▶ **Given records**:
<<<<
PR #163, opened 2022-12-23
Update build system

gabrielhdt:
- Use flakes to fix dependencies versions,
- Remove some unused dependencies that were used to build Plutus, but there is no need to build Plutus
- Update the cache mechanism of the CI

The continuous integration takes 1m34s to complete using the cache.

### DIFF
--- a/.github/workflows/build-and-test.yml
+++ b/.github/workflows/build-and-test.yml
@@ -1,3 +1,4 @@
+name: Build and test
 
 on:
   push:
@@ -7,8 +8,8 @@ on:
   pull_request:
 
 jobs:
-  build-and-test:
-    name: build-and-test
+  build-and-run-tests:
+    name: Build & run tests
     runs-on: ubuntu-latest
     steps:
     - name: Check out repository code.
@@ -44,16 +45,16 @@ jobs:
           ./*.res
 
   check-result:
-    needs: build-and-test
-    name: check-result
+    needs: build-and-run-tests
+    name: Check tests output
     runs-on: ubuntu-latest
     steps:
-    - name: Access the results
+    - name: Access tests output
       uses: actions/download-artifact@v3
       with:
         name: pirouette-checks
 
-    - name: Check result
+    - name: Check output
       run: |
         echo "!! CABAL TEST OUTPUT:"
         cat pirouette-cabal-test.out


Niols (changes requested):
LGTM, except:

- There is a leftover `default.nix` that cannot even work (because the directory `nix` doesn't exist anymore).

- Wouldn't it be worth using `haskell.nix` here? With such a simple `cabal.project`, it should be very efficient.

.github/workflows/build-and-test.yml
```diff
@@ -15,37 +15,33 @@ jobs:
       uses: actions/checkout@v2.4.0
 
     - name: Install nix
-      uses: cachix/install-nix-action@v15
+      uses: cachix/install-nix-action@v18
```
Niols, line 18: We could consider adding dependabot there.

.github/workflows/build-and-test.yml
```diff
@@ -32,7 +32,7 @@ jobs:
         key: ${{ runner.os }}-${{ hashFiles('pirouette.cabal', 'cabal.project') }}]
         restore-keys: ${{ runner.os }}-
 
-    - name: Accessing the result cache
+    - name: Accessing the result artifact
```
Niols, line 35: My bad! I meant that currently we're using the cache to send files from one job to another (and therefore the name of the step was fine as it was), when it looks to me like we should go through the artifacts mechanism instead. It would also allow us to download the results of the tests if we need to debug.

Niols (approved):

.github/workflows/build-and-test.yml
Niols: Maybe we should just keep it as it is for now. It works, after all.

.github/workflows/build-and-test.yml
Niols: Done in [efeb3f9](https://github.com/tweag/pirouette/pull/163/commits/efeb3f9e6e0dccacd49501f8de3260485ac637b3).

.github/workflows/build-and-test.yml
Niols: There can be good reasons to split the CI in several jobs. My guess here is that it would allow triggering an upload of the Cabal cache even when tests fail, which can indeed be very valuable.

Niols: Documented in https://github.com/tweag/pirouette/issues/164.

.github/workflows/build-and-test.yml
```diff
@@ -15,37 +15,33 @@ jobs:
...
+        restore-keys: ${{ runner.os }}-
 
     - name: Accessing the result cache
-      uses: actions/cache@v2
+      uses: actions/cache@v3
       with:
         path: |
           ./*.out
           ./*.res
         key: result-cache-${{ github.sha }}
```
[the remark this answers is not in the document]
Niols: Followed in [6d0a06f](https://github.com/tweag/pirouette/pull/163/commits/6d0a06f2cd19f649f7513e9c6c3b0fe73440441e) and then https://github.com/tweag/pirouette/pull/163#discussion_r1060583773.

Niols:
While we're at it, would you mind giving a name to the workflow? Currently, GitHub's interface shows:
image
I suppose we could just call it “build-and-test”.

Niols:
All good for me, feel free to press squash that button!

Niols:
fixes #164

(I hope those closing keywords work everywhere but I doubt it.)

PR #168, opened 2023-01-17
Add a standard library for the example language

Niols:
This PR adds a tiny standard library for the example language. This allows shortening slightly the current tests. More importantly, it will help maximise sharing of usual functions in other tests, and I am planning to write quite a few of those in the future.

Technically, the example language does not support any notion of imports. Since the code of the tests would use those standard functions without defining them itself, the type checker would reject those pieces of code because they use undefined functions. One solution is to use the quasi-quoter `progNoTC` (read “program with no type-checking”), then to merge the resulting unchecked definitions with the ones from the standard library, and then only to call the type-checker. I attempted to make this slightly easier by providing a quasi-quoter `progWithStdLib` which basically does this under the hood. I don't know if that's the best design so I'm very open to remarks/suggestions.

Things that aren't that great yet:

- There is no notion of namespacing or modules, so all the names of the standard library are in the scope and that's it. This might become annoying if we want similar function names acting on different structures. Maybe we should consider prefixing all the functions in the standard library by the structure they act on. eg. `Maybe_map` vs. `List_map`, etc. (I'm not particularly attached to the underscore.)

- ~I don't currently type-check the standard library, meaning that the errors in it will only be found by and attributed to the quasi-quoter `progWithStdLib` when used somewhere else. This shouldn't be too hard to fix: one probably just want to run the type checker when creating the `stdLib` value.~ Edit: fixed in 1a06ec3300f7e5ca8cec025b4988e5eb7f2eeb90. Somehow, the output from Template Haskell is prettier and doesn't include the unreadable `Code:` part. But this is good enough IMHO.

- ~I don't provide a function other than `unionPrtUODefs` while only allows to combine definitions two by two, meaning we will have to call it a number of times linear in the number of “modules” (maybe a better word is “parts”) in the standard library. This is also pretty easy to fix.~ Edit: fixed in f6ffe07.

What do you guys think?

### DIFF
--- a/src/Language/Pirouette/Example/IsUnity.hs
+++ b/src/Language/Pirouette/Example/IsUnity.hs
@@ -59,19 +59,11 @@ pairEq @a @b eqA eqB x y =
     (\(x0 : a) (x1 : b) . match_Pair @a @b y @Bool
       (\(y0 : a) (y1 : b) . and (eqA x0 y0) (eqB x1 y1)))
 
-data Maybe x
-  = Just : x -> Maybe x
-  | Nothing : Maybe x
-
-maybeSum : forall x . Maybe x -> Maybe x -> Maybe x
-maybeSum @x mx my =
-  match_Maybe @x mx @(Maybe x)
-    (\(jx : x) . Just @x jx)
-    my
-
-isJust : forall x . Maybe x -> Bool
-isJust @x mx =
-  match_Maybe @x mx @Bool (\(jx : x) . True) False
+maybeSum : forall a . Maybe a -> Maybe a -> Maybe a
+maybeSum @a m1 m2 =
+  match_Maybe @a m1 @(Maybe a)
+    m2
+    (\(j1 : a) . Just @a j1)
 
 data KVMap k v
   = KV : List (Pair k v) -> KVMap k v
@@ -110,17 +102,15 @@ data TxInfo
 assetClassValueOf : Value -> Pair String String -> Integer
 assetClassValueOf v ac =
   match_Pair @String @String ac @Integer
-    (\(curSym : String) (tokName : String)
-     . match_Value v @Integer
-     (\(openV : KVMap String (KVMap String Integer))
-      . match_Maybe @(KVMap String Integer) (lkup @String @(KVMap String Integer) eqString openV curSym) @Integer
-          (\(tokM : KVMap String Integer)
-           . match_Maybe @Integer (lkup @String @Integer eqString tokM tokName) @Integer
-               (\(r : Integer) . r)
-               0
-          )
-          0
-    ))
+    (\(curSym : String) (tokName : String) .
+      match_Value v @Integer
+        (\(openV : KVMap String (KVMap String Integer)) .
+          match_Maybe @(KVMap String Integer) (lkup @String @(KVMap String Integer) eqString openV curSym) @Integer
+            0
+            (\(tokM : KVMap String Integer) .
+              match_Maybe @Integer (lkup @String @Integer eqString tokM tokName) @Integer
+                0
+                (\(r : Integer) . r))))
 
 -- Now we define the wrong isUnity function, that is too permissive
 wrong_isUnity : Value -> Pair String String -> Bool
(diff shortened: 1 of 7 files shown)


src/Language/Pirouette/Example/IsUnity.hs
```diff
@@ -93,19 +59,11 @@ pairEq @a @b eqA eqB x y =
...
-maybeSum : forall x . Maybe x -> Maybe x -> Maybe x
-maybeSum @x mx my =
-  match_Maybe @x mx @(Maybe x)
-    (\(jx : x) . Just @x jx)
-    my
-
-isJust : forall x . Maybe x -> Bool
-isJust @x mx =
-  match_Maybe @x mx @Bool (\(jx : x) . True) False
+maybeSum : forall a . Maybe a -> Maybe a -> Maybe a
```
0xd34df00d, line 62: This looks useful! Should this go to the stdlib as well?

src/Language/Pirouette/Example/IsUnity.hs
```diff
@@ -144,17 +102,15 @@ data TxInfo
...
-           . match_Maybe @Integer (lkup @String @Integer eqString tokM tokName) @Integer
-               (\(r : Integer) . r)
-               0
-          )
-          0
-    ))
+    (\(curSym : String) (tokName : String) .
+      match_Value v @Integer
+        (\(openV : KVMap String (KVMap String Integer)) .
+          match_Maybe @(KVMap String Integer) (lkup @String @(KVMap String Integer) eqString openV curSym) @Integer
```
0xd34df00d, line 108: Looks like `match_Maybe` args order has changed. Just curious, is it just handier this way or is there a deeper reason?

src/Language/Pirouette/Example/StdLib.hs
```diff
@@ -0,0 +1,116 @@
...
+{-# LANGUAGE QuasiQuotes #-}
+{-# LANGUAGE RankNTypes #-}
+{-# LANGUAGE ScopedTypeVariables #-}
+{-# LANGUAGE StandaloneDeriving #-}
+{-# LANGUAGE TemplateHaskell #-}
+{-# LANGUAGE TypeApplications #-}
+{-# LANGUAGE UndecidableInstances #-}
+-- -l has the effect of causing the TH interpreter to try loading
+-- z3 to resolve otherwise undefined symbols
+{-# OPTIONS_GHC -lz3 #-}
```
0xd34df00d, line 15: That's interesting! Does this module really depend on z3?

src/Language/Pirouette/QuasiQuoter/Internal.hs
```diff
@@ -0,0 +1,87 @@
...
+    { quoteExp = quote,
+      quotePat = \_ -> failure0 "patterns",
+      quoteType = \_ -> failure0 "types",
+      quoteDec = \_ -> failure0 "declarations"
+    }
+  where
+    failure0 k =
+      fail ("this quasiquoter does not support splicing " ++ k)
+
+-- Orphan instances to 'Lift' the necessary types
```
0xd34df00d, line 57: Would `{-# OPTIONS_GHC -Wno-orphans #-}` result in cleaner builds (eventually, even if this warning is disabled project-wide now)?

0xd34df00d (approved):

src/Language/Pirouette/Example/StdLib.hs
Niols: I must just have copied this from another file; my bad. 6e6f5f8e937e3254663eadf5a640a779c4c2a7e4 removes it a look just fine.

src/Language/Pirouette/Example/IsUnity.hs
Niols: I was doing things more on a define-by-need basis. But it's true that it looks rather generic. https://github.com/tweag/pirouette/pull/168/commits/0e079cbdd2715e920ad6378fd9480535e5812543 moves it to the standard library under the name `firstJust` (the only convincing name Hoogle threw at me when I asked for the type; I'm trying to stay as close as possible to Haskell type and function names).

src/Language/Pirouette/Example/IsUnity.hs
Niols: Not a very deep reason, I just try to follow how things are happening in Haskell and it looks like the prelude defines `Maybe a` as `Nothing | Just a` with `Nothing` first, so I went for that too. I also like it better personally, now that I see the difference, because usually the case of `Nothing` is fairly simple so you can read it in one go and get it out of the way and then only go read the harder case.

src/Language/Pirouette/QuasiQuoter/Internal.hs
Niols: Frankly, I am not a good enough Haskeller to have any idea whether it would improve the situation or not. I added it in https://github.com/tweag/pirouette/pull/168/commits/34d8e7930b43009ec299916ccc20f6ee57fec134.

Niols: This does raise another question for me: why did we disable the warning on a project level if it's easy to disable it only on some specific well-defined files?

src/Language/Pirouette/Example/IsUnity.hs
Niols: Does this answer convince you or would you rather go back to how it was before? I also don't have a very strong opinion and the type-checker will have our back anyways.

src/Language/Pirouette/QuasiQuoter/Internal.hs
0xd34df00d: > Frankly, I am not a good enough Haskeller to have any idea whether it would improve the situation or not.

Ideally, we'd define these instances in the module defining the types in question, especially if we expect them to be used in TH contexts.

> This does raise another question for me: why did we disable the warning on a project level if it's easy to disable it only on some specific well-defined files?

Dunno, that's a good question! I personally tend to disable only those warnings that I expect to occur in more or less every module in the project.

src/Language/Pirouette/Example/IsUnity.hs
Niols: I don't think you did!

PR #171, opened 2023-01-18
Add a second test about lists

Niols:
This PR builds on top of #170 and adds a second test. This one is here to defeat the symbolic engine with a big path explosion and an infinite recursion, which it does for now. I still need to figure out how to add fuel to this.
>>>>
▶ **Work to be completed**:
What lines of the material contain "will"? Show them.

▶ **Task response**:
This PR adds a tiny standard library for the example language. This allows shortening slightly the current tests. More importantly, it will help maximise sharing of usual functions in other tests, and I am planning to write quite a few of those in the future.
- ~I don't currently type-check the standard library, meaning that the errors in it will only be found by and attributed to the quasi-quoter `progWithStdLib` when used somewhere else. This shouldn't be too hard to fix: one probably just want to run the type checker when creating the `stdLib` value.~ Edit: fixed in 1a06ec3300f7e5ca8cec025b4988e5eb7f2eeb90. Somehow, the output from Template Haskell is prettier and doesn't include the unreadable `Code:` part. But this is good enough IMHO.
- ~I don't provide a function other than `unionPrtUODefs` while only allows to combine definitions two by two, meaning we will have to call it a number of times linear in the number of “modules” (maybe a better word is “parts”) in the standard library. This is also pretty easy to fix.~ Edit: fixed in f6ffe07.
Niols: Does this answer convince you or would you rather go back to how it was before? I also don't have a very strong opinion and the type-checker will have our back anyways.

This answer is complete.